PR #689, opened 2015-09-28
Implementation of Synchronous Concurrency features for AsyncDisplayKit 2.0

appleguy:
This provides features that allow clients to choose if they would prefer to block
on the completion of unfinished rendering, rather than allow a placeholder state to
become visible.

Internal-only features that facilitate the implementation of public API:
-[_ASAsyncTransaction waitUntilComplete]
-[ASDisplayNode recursivelyEnsureDisplay]

Also provided are two public APIs that are powered by those:
-[ASCellNode setNeverShowPlaceholders:], which integrates with both Tables and Collections
-[ASViewController setNeverShowPlaceholders:], which should work with Nav and Tab controllers.

Lastly, on ASDisplayNode, a new property .shouldBypassEnsureDisplay allows individual node types
to exempt themselves from blocking the main thread on their display.  This is on by default for ASNetworkImageNode and ASMultiplexImageNode, for reasons explained in the comments.

By implementing the feature at the ASCellNode level rather than ASTableView & ASCollectionView,
developers can retain fine-grained control on display characteristics.  For example, certain
cell types may be appropriate to display to the user with placeholders, whereas others may not.

The diff overall is extensively commented, including areas that were otherwise unchanged.

Essential follow-up work I have planned includes unit tests, revisiting names, and finalizing the header locations of definitions.


appleguy:
Feel free to share comments on this work, including API / naming ideas or feature requests!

★ ★ ★ ★

TASK STATEMENT:
Repeat, exactly as they stand above, the lines from the line with "-[ASCellNode setNeverShowPlaceholders:], which" to the line with "Lastly, on ASDisplayNode, a", both lines included.

TASK RESPONSE:
-[ASCellNode setNeverShowPlaceholders:], which integrates with both Tables and Collections
-[ASViewController setNeverShowPlaceholders:], which should work with Nav and Tab controllers.

Lastly, on ASDisplayNode, a new property .shouldBypassEnsureDisplay allows individual node types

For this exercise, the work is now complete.